Sample Review

Tech Mahindra / MEI Impact Assessment Report

Impact Assessment Report on CSR contributions made by Tech Mahindra Limited to Mahindra Educational Institutions for FY 2023-24. Prepared by CA J.S.S. Sivarama Prasad.

SectorEducation / Higher Education
Scale₹66.19 Crore CSR contribution
PeriodFY 2023-24
TypeThird-party assessment
5.4
Weighted Composite Score / 10
Basic to Moderate Alignment
Not Accredited — Strengthening Required
Principle-wise Scores
P1 · Purpose & ToC
5.5
P2 · Context
6.5
P3 · Methodology
6.0
P4 · Materiality
4.5
P5 · Evidence
5.5
P6 · Causality
4.5
P7 · Ethics
4.0
P8 · Learning
5.0
P9 · Transparency
6.5

Cross-Cutting Observation

The report demonstrates strong input and output reporting — particularly the ₹66.19 Cr infrastructure deployment, which is clearly detailed. However, outcome reporting is largely narrative and institutional, and impact claims are broad and not causally substantiated. There is no measurable linkage to long-term social outcomes such as employability, income mobility, or systemic change. This pattern of detailed financial reporting alongside weak impact logic is common across CSR assessment reports.

Detailed findings

Principle 1: Purpose & Theory of Change Clarity
5.5 / 10
Strengths
Clear articulation of CSR vision ("Empowerment through Education"). Well-defined assessment objectives covering impact capture, fund utilisation, and goal alignment. Scope and intent are well structured.
Gaps
No Theory of Change documented. No assumptions or external factors identified.
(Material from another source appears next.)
PR #500, opened 2024-08-13
fix: remove lumigo from stack when error is raised from a promise after the lambdas execution finished

eyalgolan:
**Description**: if an unhandled promise exception is raised after a lambda's execution was finished, then the logic in `removeLumigoFromStacktrace` didn't run on that exception's stacktrace. Therefore the tracer's lines were part of the stacktrace presented.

No explanation of how infrastructure investments lead to measurable educational or social impact.
Finding: Clear purpose, but missing causal architecture.
Principle 5: Credible Evidence & Data Integrity
5.5 / 10
Strengths
Significant quantitative data on financial allocations, infrastructure outputs, and student placement. Multiple data sources used across interviews and documents.
Gaps
Explicit disclaimer that data was not independently verified. No validation process, audit trail, indicator definitions, or data quality controls documented.
Finding: Adequate data presence, weak credibility systems.
Principle 6: Responsible Causality
4.5 / 10
Strengths
Some differentiation between tangible outputs (infrastructure) and intangible outcomes (education, brand awareness).
Gaps
No attribution or contribution analysis. No baseline comparison. No counterfactual reasoning. Causal pathway from infrastructure spending to educational or social impact is assumed, never demonstrated.
Finding: Descriptive causality, not analytically established.
Principle 7: Ethical Integrity & Safeguarding
4.0 / 10
Strengths
Formal disclaimer and confidentiality note present. Respectful tone throughout reporting.
Gaps
No consent processes, data privacy safeguards, ethical approval, or conflict of interest disclosure documented. Ethical considerations remain entirely implicit.
Finding: Ethical considerations implicit, not structured.
Key Takeaways
What this review illustrates

This report is better structured and more detailed than many CSR impact assessments. Its key strengths — clear method disclosure, rich institutional narrative, and significant financial data — place it above the baseline. Yet it scores 5.4 out of 10 because the elements that distinguish genuine impact assessment from activity reporting are absent: a theory of change, counterfactual reasoning, structured ethics, and reflexive learning.

The pattern is instructive and common. Strong input/output reporting coexists with weak causal logic and ethical infrastructure. The IAAF Standard is designed to surface exactly this gap — not to penalise organisations, but to provide a clear pathway for strengthening assessment quality.